September 10, 2010

Слово Тридцатое

Бытует у нас так называемое «болтливые хвастуны». На сорока из них не уедешь дальше аула. На что они годятся? Кому какая польза от них? Нет у них ни здравого ума, ни самолюбия, ни широты взглядов, ни глубокого мышления, не отличаются они ни силой, ни доблестью, ни человечностью, ни совестливостью.
Бросит иной из них небрежно через плечо: «Ах, оставьте! Кто кого лучше? Чья голова, думаете, приторочена к чужому седлу? Разве он кладет мясо в мой котел или дает мне дойный скот?»

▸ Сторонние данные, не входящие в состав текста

PR #8116, opened 2021-05-28
Fixes some unseen combat ai jank

Verkister:
haha lack of exit condition go brrrr

kuva


Neerti:
Does this conflict with #8112?

Verkister:
Should be fine on the same spot with just adjusting the tabbing. Aro might probably still slap a small fix in that PR considering there's a > facing wrong way that they spotted. Basically it works with the current code, but Aro might have their own approach planned to replace this part for their PR.

Atermonera:
Was this addressed by aro's PR?

Verkister:
Wasn't addressed, just mitigated by the timeout part there. The spam would still happen for the timeout wait period. This PR makes the spam not happen in the first place.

Или вскинется с отчаянной решимостью: «Мне ли жизнь свою щадить? Да чего она стоит? Ради благородного дела готов хоть под пули, хоть в ссылку. Все одно смерти не миновать!»

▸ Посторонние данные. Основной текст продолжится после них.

PR #268, opened 2021-05-06
Test utility for class wrappers and some small bugfixes

yngvem:
I noticed that many of the small class wrappers for the decomposition functions had outdated signatures, so I made a test utility to automatically compare the decomposition function and the wrapped class. It essentially works like this

1. Inspect the decomposition function to find all arguments with default values (`_get_defaultkwargs`)
1. Create a function that checks all the given keyword arguments against a predefined dictionary (generated via a factory function that takes this dictionary as input in the `_get_decomposition_checker`)
1. Use the `monkeypatch` fixture in PyTest to monkeypatch the check function created in step 2 to replace the specified decomposition function
1. Create a decomposition object where each argument of the decomposition function that had a default value are specified with a keyword-argument, setting it equal to a test-string
1. Fit this model. However, since the decomposition function is monkeypatched, we instead check that all arguments are set correctly

I tested this and found inconsistent signatures for many of the decomposition classes, and fixed these inconsistencies in all cases except for `Parafac2`, since I know @marieroald has fixed that in #267.

### DIFF
--- a/tensorly/testing.py
+++ b/tensorly/testing.py
@@ -1,3 +1,6 @@
+import sys
+from inspect import getfullargspec
+
 import numpy as np
 
 from tensorly import backend as T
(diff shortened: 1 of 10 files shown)


JeanKossaifi:
Thanks @yngvem, this is really neat! It will be super useful to make sure the doc is up to date!

yngvem:
After merging the latest updates to main all tests pass 😁

tensorly/testing.py
```diff
@@ -25,5 +28,66 @@ def _tensor_to_numpy(x):
...
+        kwonlydefaults = {}
+
+    start_defaults_idx = len(arguments) - len(defaults)
+    arguments = arguments[start_defaults_idx:]
+    default_args = {argument: default for argument, default in zip(arguments, defaults)}
+
+    return {**default_args, **kwonlydefaults,}
+
+
+def _get_decomposition_checker(supposed_kwargs, output_length):
```
JeanKossaifi, line 51: Could we add a short docstring?

JeanKossaifi (commented):
Thanks @yngvem, this is great!

I think it would be worth documenting this in the [contribution guide](https://github.com/tensorly/tensorly/blob/main/doc/development_guide/contributing.rst). We can add a short section "Testing" and explain how this works (adding monkeypatching to the test functions can be particularly confusing) so would be great to guide contributors who may add new decompositions!

JeanKossaifi:
@yngvem would be great to finalize this PR! Happy to help with some of it if you're short on time! :)

yngvem:
> 
> 
> @yngvem would be great to finalize this PR! Happy to help with some of it if you're short on time! :)

Thanks for reminding me, I've been quite busy, but I managed to set off some time to look at it today again :)

JeanKossaifi:
Wonderful, thanks a lot @yngvem! :D 
Merging.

Встречался вам когда-нибудь казах, действующий в соответствии с подобными словами? Я не видел среди них смирившихся перед властью смерти, но ведь они никогда не выкажут и страха перед ней. При случае любой из них с жертвенной готовностью рассечет себе горло ладонью: «Да быть мне зарезанным на месте!»
Когда б эти слова были искренни, их хозяин мог бы сразить нас если не умом, так неслыханной храбростью. Но как нам назвать того, чья угроза рассчитана на трусов, от страха готовых забраться в любую щель при серьезных стычках? Если это всего-навсего напускная отвага, с помощью которой он добивается признания малодушных: «Уж больно страшен гнев этого кафира!»?
Бог мой! Будь он прекрасен душой, щедр и бескорыстен, смел и верен слову, разве не угадывались бы эти достоинства по одному его виду?!
А этот один из тех нечестивцев, о которых говорят: «Бесстыжему лицу и челюсти неуемные даны».